*Extracted material*

== Segment start ==

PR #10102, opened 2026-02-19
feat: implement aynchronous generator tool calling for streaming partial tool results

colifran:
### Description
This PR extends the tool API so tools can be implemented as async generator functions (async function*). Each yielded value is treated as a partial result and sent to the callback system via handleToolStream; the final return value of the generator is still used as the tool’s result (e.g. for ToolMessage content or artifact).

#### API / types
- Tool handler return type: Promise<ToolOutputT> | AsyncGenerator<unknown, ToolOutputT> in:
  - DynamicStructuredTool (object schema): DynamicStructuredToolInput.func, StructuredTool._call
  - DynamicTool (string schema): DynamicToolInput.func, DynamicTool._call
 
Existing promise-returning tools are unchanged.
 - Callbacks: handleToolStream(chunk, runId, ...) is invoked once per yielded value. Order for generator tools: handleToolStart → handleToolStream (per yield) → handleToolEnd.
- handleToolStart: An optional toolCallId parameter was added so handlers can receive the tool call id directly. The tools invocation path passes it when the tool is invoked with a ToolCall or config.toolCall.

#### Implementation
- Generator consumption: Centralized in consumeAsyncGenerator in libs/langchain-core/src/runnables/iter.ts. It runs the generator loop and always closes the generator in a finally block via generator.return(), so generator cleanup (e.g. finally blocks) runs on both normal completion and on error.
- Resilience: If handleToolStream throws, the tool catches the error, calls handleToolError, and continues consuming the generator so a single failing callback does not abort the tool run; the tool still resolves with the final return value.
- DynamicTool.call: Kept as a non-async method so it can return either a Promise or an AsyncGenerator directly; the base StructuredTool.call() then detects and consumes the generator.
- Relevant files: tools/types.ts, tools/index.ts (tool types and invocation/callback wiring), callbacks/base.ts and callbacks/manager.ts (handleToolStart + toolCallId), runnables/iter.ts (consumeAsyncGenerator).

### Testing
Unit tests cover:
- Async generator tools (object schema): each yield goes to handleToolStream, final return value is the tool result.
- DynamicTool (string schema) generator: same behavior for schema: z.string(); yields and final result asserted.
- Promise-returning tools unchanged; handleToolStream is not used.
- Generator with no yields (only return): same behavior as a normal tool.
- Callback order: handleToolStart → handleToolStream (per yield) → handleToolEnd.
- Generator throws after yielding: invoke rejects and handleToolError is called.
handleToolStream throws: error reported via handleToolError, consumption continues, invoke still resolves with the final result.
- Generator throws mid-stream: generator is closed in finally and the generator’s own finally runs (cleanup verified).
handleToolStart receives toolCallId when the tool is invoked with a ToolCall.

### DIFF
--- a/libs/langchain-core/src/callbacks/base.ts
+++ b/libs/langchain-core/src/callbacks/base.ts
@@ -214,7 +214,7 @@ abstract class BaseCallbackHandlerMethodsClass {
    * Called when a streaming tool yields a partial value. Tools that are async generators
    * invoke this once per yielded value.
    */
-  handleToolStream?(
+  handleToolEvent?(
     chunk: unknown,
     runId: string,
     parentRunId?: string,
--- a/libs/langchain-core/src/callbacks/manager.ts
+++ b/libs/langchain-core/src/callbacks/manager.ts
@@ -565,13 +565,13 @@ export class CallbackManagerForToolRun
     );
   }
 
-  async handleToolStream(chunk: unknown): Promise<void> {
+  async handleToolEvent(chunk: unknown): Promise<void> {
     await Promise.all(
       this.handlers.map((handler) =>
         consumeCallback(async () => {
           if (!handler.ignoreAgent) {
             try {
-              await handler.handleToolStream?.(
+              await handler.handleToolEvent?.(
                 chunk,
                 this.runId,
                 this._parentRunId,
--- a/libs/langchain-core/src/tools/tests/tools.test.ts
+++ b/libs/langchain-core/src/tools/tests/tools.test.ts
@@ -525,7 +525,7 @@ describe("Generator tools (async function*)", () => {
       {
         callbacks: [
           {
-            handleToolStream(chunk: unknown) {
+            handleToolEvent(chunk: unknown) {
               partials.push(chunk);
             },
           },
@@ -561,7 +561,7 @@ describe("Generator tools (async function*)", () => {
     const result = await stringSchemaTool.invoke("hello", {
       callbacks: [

== Segment end ==

*Exercise instructions*
Look above for the line with "- DynamicTool.call: Kept" and the line with "- DynamicTool (string schema) generator: same", and reproduce exactly those two lines plus every line between, nothing more.

*Solution to the exercise*
- DynamicTool.call: Kept as a non-async method so it can return either a Promise or an AsyncGenerator directly; the base StructuredTool.call() then detects and consumes the generator.
- Relevant files: tools/types.ts, tools/index.ts (tool types and invocation/callback wiring), callbacks/base.ts and callbacks/manager.ts (handleToolStart + toolCallId), runnables/iter.ts (consumeAsyncGenerator).

### Testing
Unit tests cover:
- Async generator tools (object schema): each yield goes to handleToolStream, final return value is the tool result.
- DynamicTool (string schema) generator: same behavior for schema: z.string(); yields and final result asserted.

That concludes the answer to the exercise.